In the current Asian tour his group highlights the cowboy
tradition.
"When I was a kid, cowboys were my whole world. I never
daydreamed about owning a car when I grew up -- just a horse! I
used to sit around the campfire and listen to them sing songs
like Little Joe the Wrangler and Strawberry Roan ...
"And I was fascinated with the poetry ...You know, the real
beginning of western music was poetry, the rhyming narratives
that cowboys traded back and forth.
"The majority of the people who moved west and got involved in
the herding of livestock were of Celtic origin so eventually some
of their poems were set to Celtic-type melodies.
"For foreign audiences, we try to take extra time to explain
what the songs are about...
"Therefore, if you can't understand cowboy terminology and
cowboy slang, you just won't get the story of a particular
number.

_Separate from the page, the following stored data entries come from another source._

PR #538, opened 2020-12-10
Bugfix EDPC-306: Fix NotSerializableException while creating TCP document

jafarre-viewnext:


stitakis (approved):

metmajer (changes requested):
@jafarre-viewnext can you please make the method private and use a return statement?

jafarre-viewnext:
> @jafarre-viewnext can you please make the method private and use a return statement?

Done

metmajer (approved):
@jafarre-viewnext thanks for the fix. Those issues will keep arising depending on the dynamics of your system. Over time, we will have to make iterator-heavy code like this @NonCPS'ed to be safe, since those are not serializable.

When I write cowboy songs, I'm not aiming for commercial
success. Instead, I write about things that are real to cowboys
who still work cattle on horseback for a living.
"For example, a line in one song says, 'We turned his string
out to pasture/'Cause he'll never use 'em no more/We buried him
on the hillside last Sunday/Another good cowboy's gone home.'
"So I try to explain what a cowboy's string of horses is and
what it means to turn them out to pasture after he quits or gets
fired or retires or dies.
Hollywood cowboys
"The movement of huge numbers of cattle along Western routes
like the Chisholm Trail was the largest migration of domestic
animals ever and it's really a tremendous saga -- an important
part of our history.
"This took place on a mammoth scale for only around two
decades, from about the late 1860's to the late 1880's. By then,
the national railroad network had expanded so much that long
cattle drives were no longer necessary to get cattle to the
railhead.
"But it's from that one period that today's notions of what
cowboys did and how they acted come from.
"Movies and TV elaborated on a few facts -- glamorized that
era, fictionalized it, sensationalized it -- until for most
people the cowboy life meant gunfights, stampedes, Indian attacks
and rowdy bars.
"The truth is that more cowboys were killed by drowning in
rivers they had to cross than all those other things put
together. Another fact often overlooked is that one-third of all
cowboys were Mexicans and one-fifth were black.
"Hollywood invented the image of the cowboy-with-a-guitar.
But they didn't carry guitars. If they had anything, it would
have been a fiddle, a banjo or a mouth-harp.
"However, the film-makers decided that the guitar looked like
a more romantic instrument. More stars could play it. And in the
movies, you could show a cowboy playing a guitar while riding a
horse!"
Are there still cowboys riding the Western range? "Thousands
of them!" beams Steagall. "Anyplace you have wide-open prairie or
brush, you need horses to work cattle and cowboys to ride them...
"There are a lot of cowboys in California." And there are also
a half-dozen real ones this week in Indonesia.